### Task goal
Only an exact copy of the listing below will do.

═══ Given information ═══

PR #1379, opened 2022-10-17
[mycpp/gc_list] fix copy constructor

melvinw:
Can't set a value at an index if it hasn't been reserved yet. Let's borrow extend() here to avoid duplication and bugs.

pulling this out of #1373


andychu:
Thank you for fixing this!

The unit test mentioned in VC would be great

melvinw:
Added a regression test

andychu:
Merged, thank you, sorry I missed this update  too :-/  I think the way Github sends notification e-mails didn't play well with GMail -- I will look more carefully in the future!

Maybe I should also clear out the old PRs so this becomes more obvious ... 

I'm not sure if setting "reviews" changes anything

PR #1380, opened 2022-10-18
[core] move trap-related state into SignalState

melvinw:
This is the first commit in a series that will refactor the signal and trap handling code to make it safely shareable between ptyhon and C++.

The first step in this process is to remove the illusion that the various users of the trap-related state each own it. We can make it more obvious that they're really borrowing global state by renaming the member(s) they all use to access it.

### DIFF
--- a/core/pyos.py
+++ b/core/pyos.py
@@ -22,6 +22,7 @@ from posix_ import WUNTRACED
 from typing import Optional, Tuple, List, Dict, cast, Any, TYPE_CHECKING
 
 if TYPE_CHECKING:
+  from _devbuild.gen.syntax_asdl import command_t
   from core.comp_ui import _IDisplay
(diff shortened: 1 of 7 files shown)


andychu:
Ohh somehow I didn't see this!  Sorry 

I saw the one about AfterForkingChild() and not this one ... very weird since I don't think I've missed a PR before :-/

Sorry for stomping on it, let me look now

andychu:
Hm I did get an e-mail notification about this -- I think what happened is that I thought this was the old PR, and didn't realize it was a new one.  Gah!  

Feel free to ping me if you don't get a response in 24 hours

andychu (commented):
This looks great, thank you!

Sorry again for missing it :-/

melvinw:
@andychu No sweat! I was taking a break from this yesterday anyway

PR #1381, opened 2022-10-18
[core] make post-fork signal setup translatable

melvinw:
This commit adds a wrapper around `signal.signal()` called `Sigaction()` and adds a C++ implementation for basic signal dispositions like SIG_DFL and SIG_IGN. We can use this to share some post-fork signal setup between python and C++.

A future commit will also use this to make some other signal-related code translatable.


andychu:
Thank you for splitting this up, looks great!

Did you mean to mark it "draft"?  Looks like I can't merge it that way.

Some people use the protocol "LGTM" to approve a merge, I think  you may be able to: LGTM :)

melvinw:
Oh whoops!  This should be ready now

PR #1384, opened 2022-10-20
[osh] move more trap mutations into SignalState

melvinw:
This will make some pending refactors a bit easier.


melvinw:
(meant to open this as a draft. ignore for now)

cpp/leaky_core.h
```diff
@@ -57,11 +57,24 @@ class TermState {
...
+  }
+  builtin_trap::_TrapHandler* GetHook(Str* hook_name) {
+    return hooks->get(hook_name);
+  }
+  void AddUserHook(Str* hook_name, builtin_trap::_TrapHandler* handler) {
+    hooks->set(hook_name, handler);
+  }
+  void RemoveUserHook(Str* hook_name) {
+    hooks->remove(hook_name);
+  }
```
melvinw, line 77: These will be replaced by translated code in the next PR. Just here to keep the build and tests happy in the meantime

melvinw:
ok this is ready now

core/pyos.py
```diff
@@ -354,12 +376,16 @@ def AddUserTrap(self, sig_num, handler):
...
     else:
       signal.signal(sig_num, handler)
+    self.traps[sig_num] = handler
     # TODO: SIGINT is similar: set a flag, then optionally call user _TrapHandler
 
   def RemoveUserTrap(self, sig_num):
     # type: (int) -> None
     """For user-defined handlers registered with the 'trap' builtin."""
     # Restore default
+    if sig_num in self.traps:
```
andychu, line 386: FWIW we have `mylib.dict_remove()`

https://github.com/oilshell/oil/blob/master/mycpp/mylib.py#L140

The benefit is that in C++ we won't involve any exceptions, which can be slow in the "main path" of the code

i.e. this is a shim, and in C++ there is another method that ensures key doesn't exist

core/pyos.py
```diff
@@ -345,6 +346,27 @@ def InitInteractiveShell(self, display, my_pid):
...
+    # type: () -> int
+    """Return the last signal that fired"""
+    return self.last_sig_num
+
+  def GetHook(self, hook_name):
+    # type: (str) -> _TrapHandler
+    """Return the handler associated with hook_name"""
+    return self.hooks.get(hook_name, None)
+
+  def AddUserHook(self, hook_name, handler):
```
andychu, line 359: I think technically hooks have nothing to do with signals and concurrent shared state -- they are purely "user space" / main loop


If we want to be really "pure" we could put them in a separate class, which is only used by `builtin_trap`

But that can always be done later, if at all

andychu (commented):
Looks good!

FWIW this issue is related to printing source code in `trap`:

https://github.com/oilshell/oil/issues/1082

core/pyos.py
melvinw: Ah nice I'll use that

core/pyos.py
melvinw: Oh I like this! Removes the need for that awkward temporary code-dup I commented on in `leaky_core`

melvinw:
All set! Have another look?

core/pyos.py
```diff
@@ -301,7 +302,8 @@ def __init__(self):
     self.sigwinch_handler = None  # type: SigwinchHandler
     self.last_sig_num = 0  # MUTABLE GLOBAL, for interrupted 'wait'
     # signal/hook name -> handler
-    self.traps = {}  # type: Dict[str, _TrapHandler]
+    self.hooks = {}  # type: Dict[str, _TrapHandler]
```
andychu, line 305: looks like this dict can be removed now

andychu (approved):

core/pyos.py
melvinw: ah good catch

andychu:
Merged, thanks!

═══

### Completed task
PR #1379, opened 2022-10-17
[mycpp/gc_list] fix copy constructor

melvinw:
Can't set a value at an index if it hasn't been reserved yet. Let's borrow extend() here to avoid duplication and bugs.

pulling this out of #1373


andychu:
Thank you for fixing this!

The unit test mentioned in VC would be great

melvinw:
Added a regression test

andychu:
Merged, thank you, sorry I missed this update  too :-/  I think the way Github sends notification e-mails didn't play well with GMail -- I will look more carefully in the future!

Maybe I should also clear out the old PRs so this becomes more obvious ... 

I'm not sure if setting "reviews" changes anything

PR #1380, opened 2022-10-18
[core] move trap-related state into SignalState

melvinw:
This is the first commit in a series that will refactor the signal and trap handling code to make it safely shareable between ptyhon and C++.

The first step in this process is to remove the illusion that the various users of the trap-related state each own it. We can make it more obvious that they're really borrowing global state by renaming the member(s) they all use to access it.

### DIFF
--- a/core/pyos.py
+++ b/core/pyos.py
@@ -22,6 +22,7 @@ from posix_ import WUNTRACED
 from typing import Optional, Tuple, List, Dict, cast, Any, TYPE_CHECKING
 
 if TYPE_CHECKING:
+  from _devbuild.gen.syntax_asdl import command_t
   from core.comp_ui import _IDisplay
(diff shortened: 1 of 7 files shown)


andychu:
Ohh somehow I didn't see this!  Sorry 

I saw the one about AfterForkingChild() and not this one ... very weird since I don't think I've missed a PR before :-/

Sorry for stomping on it, let me look now

andychu:
Hm I did get an e-mail notification about this -- I think what happened is that I thought this was the old PR, and didn't realize it was a new one.  Gah!  

Feel free to ping me if you don't get a response in 24 hours

andychu (commented):
This looks great, thank you!

Sorry again for missing it :-/

melvinw:
@andychu No sweat! I was taking a break from this yesterday anyway

PR #1381, opened 2022-10-18
[core] make post-fork signal setup translatable

melvinw:
This commit adds a wrapper around `signal.signal()` called `Sigaction()` and adds a C++ implementation for basic signal dispositions like SIG_DFL and SIG_IGN. We can use this to share some post-fork signal setup between python and C++.

A future commit will also use this to make some other signal-related code translatable.


andychu:
Thank you for splitting this up, looks great!

Did you mean to mark it "draft"?  Looks like I can't merge it that way.

Some people use the protocol "LGTM" to approve a merge, I think  you may be able to: LGTM :)

melvinw:
Oh whoops!  This should be ready now

PR #1384, opened 2022-10-20
[osh] move more trap mutations into SignalState

melvinw:
This will make some pending refactors a bit easier.


melvinw:
(meant to open this as a draft. ignore for now)

cpp/leaky_core.h
```diff
@@ -57,11 +57,24 @@ class TermState {
...
+  }
+  builtin_trap::_TrapHandler* GetHook(Str* hook_name) {
+    return hooks->get(hook_name);
+  }
+  void AddUserHook(Str* hook_name, builtin_trap::_TrapHandler* handler) {
+    hooks->set(hook_name, handler);
+  }
+  void RemoveUserHook(Str* hook_name) {
+    hooks->remove(hook_name);
+  }
```
melvinw, line 77: These will be replaced by translated code in the next PR. Just here to keep the build and tests happy in the meantime

melvinw:
ok this is ready now

core/pyos.py
```diff
@@ -354,12 +376,16 @@ def AddUserTrap(self, sig_num, handler):
...
     else:
       signal.signal(sig_num, handler)
+    self.traps[sig_num] = handler
     # TODO: SIGINT is similar: set a flag, then optionally call user _TrapHandler
 
   def RemoveUserTrap(self, sig_num):
     # type: (int) -> None
     """For user-defined handlers registered with the 'trap' builtin."""
     # Restore default
+    if sig_num in self.traps:
```
andychu, line 386: FWIW we have `mylib.dict_remove()`

https://github.com/oilshell/oil/blob/master/mycpp/mylib.py#L140

The benefit is that in C++ we won't involve any exceptions, which can be slow in the "main path" of the code

i.e. this is a shim, and in C++ there is another method that ensures key doesn't exist

core/pyos.py
```diff
@@ -345,6 +346,27 @@ def InitInteractiveShell(self, display, my_pid):
...
+    # type: () -> int
+    """Return the last signal that fired"""
+    return self.last_sig_num
+
+  def GetHook(self, hook_name):
+    # type: (str) -> _TrapHandler
+    """Return the handler associated with hook_name"""
+    return self.hooks.get(hook_name, None)
+
+  def AddUserHook(self, hook_name, handler):
```
andychu, line 359: I think technically hooks have nothing to do with signals and concurrent shared state -- they are purely "user space" / main loop


If we want to be really "pure" we could put them in a separate class, which is only used by `builtin_trap`

But that can always be done later, if at all

andychu (commented):
Looks good!

FWIW this issue is related to printing source code in `trap`:

https://github.com/oilshell/oil/issues/1082

core/pyos.py
melvinw: Ah nice I'll use that

core/pyos.py
melvinw: Oh I like this! Removes the need for that awkward temporary code-dup I commented on in `leaky_core`

melvinw:
All set! Have another look?

core/pyos.py
```diff
@@ -301,7 +302,8 @@ def __init__(self):
     self.sigwinch_handler = None  # type: SigwinchHandler
     self.last_sig_num = 0  # MUTABLE GLOBAL, for interrupted 'wait'
     # signal/hook name -> handler
-    self.traps = {}  # type: Dict[str, _TrapHandler]
+    self.hooks = {}  # type: Dict[str, _TrapHandler]
```
andychu, line 305: looks like this dict can be removed now

andychu (approved):

core/pyos.py
melvinw: ah good catch

andychu:
Merged, thanks!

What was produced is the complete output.